In the U.S., an overactive thyroid is initially treated with radioactive iodine taken orally (as a capsule or drink). The radiation helps to shrink the gland and permanently reduce its hormone output within three to six months. (Radioactive iodine rarely has side effects, and all the radioactivity is eliminated in the urine within two to three days.) . Sometimes anti-thyroid drugs such as propylthiouracil or methimazole (Tapazole) may be given initially to reduce hormone levels; in about a third of cases, taking these medications for a year or more can produce a long-term remission. Still, relapse is common, prompting patients to seek out radioactive iodine treatment. Dr. Weil suggests these proven therapies be considered before having all or part of the thyroid gland surgically removed. Risks of this surgery can include potential damage to the vocal cords and the parathyroid glands, tiny glands located adjacent to the thyroid that control calcium absorption. Following thyroid surgery or treatment with radioactive iodine, people frequently develop low levels of thyroid hormone, becoming hypothyroid in the process and needing long-term thyroid hormone replacement. Graves’ disease is a more serious condition than an underactive thyroid since the rapid heartbeat it can cause can progress to other serious heart problems if not adequately treated.
Beta blockers, including propranolol (Inderal), atenolol (Tenormin), and metoprolol (Lopressor) can often relieve the rapid heart rate, nervousness and tremors that come from an overactive thyroid. These medications aren’t a cure for Graves’ because the body will still overproduce thyroid hormone, but they can block some of its action. Beta blockers are often used with other forms of treatment until or unless thyroid function stops or becomes too low.

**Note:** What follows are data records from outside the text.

PR #1624, opened 2025-08-25
[dcgm-exporter] volume mount /run/nvidia if using hpc job files

heyitsanthony:
dcgm-exporter reads files from a user-defined directory to determine gpu-to-job mappings when hpc job mapping is enabled. Currently gpu-operator will only volume mount /run/nvidia for initialization, but not the long running dcgm-exporter pod, so it is not possible to configure a job mapping directory that maps back to the host.

This patch mounts /run/nvidia as readonly into the dcgm-exporter pod if hpc job mapping is enabled. This lets hpc job mappings be communicated from the host file system to dcgm-exporter via files in a user-defined directory under /run/nvidia.

### DIFF
--- a/controllers/object_controls.go
+++ b/controllers/object_controls.go
@@ -24,6 +24,7 @@ import (
 	"os"
 	"path"
 	"regexp"
+	"slices"
 	"sort"
 	"strconv"
 	"strings"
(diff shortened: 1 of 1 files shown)


controllers/object_controls.go
```diff
@@ -1660,6 +1663,22 @@ func TransformDCGMExporter(obj *appsv1.DaemonSet, config *gpuv1.ClusterPolicySpe
...
+	hasHPCMappingEnv := getContainerEnv(&obj.Spec.Template.Spec.Containers[0], DCGMHPCJobMappingDirEnvName) != ""
+	hasHPCMappingArg := slices.ContainsFunc(
+		obj.Spec.Template.Spec.Containers[0].Args,
+		func(s string) bool { return strings.HasPrefix(s, "--hpc-job-mapping-dir") })
+	if hasHPCMappingEnv || hasHPCMappingArg {
+		mode := corev1.MountPropagationHostToContainer
+		volMount := corev1.VolumeMount{
+			Name:             "run-nvidia",
+			ReadOnly:         true,
+			MountPath:        "/run/nvidia",
```
heyitsanthony, line 1676: NB: it would probably be better to use the hpc job dir with DirectoryOrCreate here since dcgm-exporter will log errors if the directory does not already exist.

heyitsanthony:
Fixed by #1894, closing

What therapies does Dr. Weil recommend for Graves’ disease?
There is no known, reliable treatment to stop the immune system from producing the antibodies that cause Graves’ disease. Dr. Weil typically recommends conventional medical approaches, which are effective in slowing down production of thyroid hormone or blocking its action. However, uncontrolled case reports suggest that dietary and lifestyle treatments may offer some benefit in addressing autoimmunity, including:
- Dietary changes:
- Decrease protein intake toward 10 percent of daily calories; replace animal protein as much as possible with plant protein, see the anti-inflammatory food pyramid.
- Eliminate milk and milk products, substituting other calcium sources.
- Eat more fruits and vegetables regularly; make sure they are organically grown.
- Eliminate polyunsaturated vegetable oils, margarine, vegetable shortening, all partially hydrogentated oils, and all foods (such as deep-fried foods) that might contain trans-fatty acids. Use extra-virgin olive oil as your main fat.
- Mind/Body: Mind-body measures like guided imagery and hypnosis are worth practicing to help reduce stress and normalize immune function, but it’s not clear if such methods will lessen symptoms. Dr. Gary Conrad, an integrative medicine colleague, has written an excellent article published in the November/December, 2007, issue of Explore magazine entitled: Spontaneous Remission of Graves’ Disease: A Spiritual Odyssey. Dr. Conrad recommends the use of a multisystem, integrative approach that encompasses “all healing modalities” most appropriate to address an individual’s needs. One key component to his healing was learning how to optimize the mind-body connection to achieve states of deep relaxation – what Dr. Conrad calls the “opposite of Graves’ Disease” – along with accessing the inner healing wisdom of the body to give insight about further treatment options. Dr. Conrad’s article makes two key points about autoimmune conditions like Graves’ disease. First, they can go into spontaneous remission over time – a focus of treatment should be trying to get the condition to “burn itself out.” Secondly, stress is often a key precipitator in aggravating these conditions, and working to decrease or better manage stress can often balance immune system function and facilitate healing.
- Supplements:
- Ginger, start with one capsule twice a day.
- Turmeric, follow dosage directions on the package.
- In Europe, a mildly overactive thyroid is treated with the herb bugleweed (Lycopus virginicus), but there’s little scientific evidence for its effectiveness.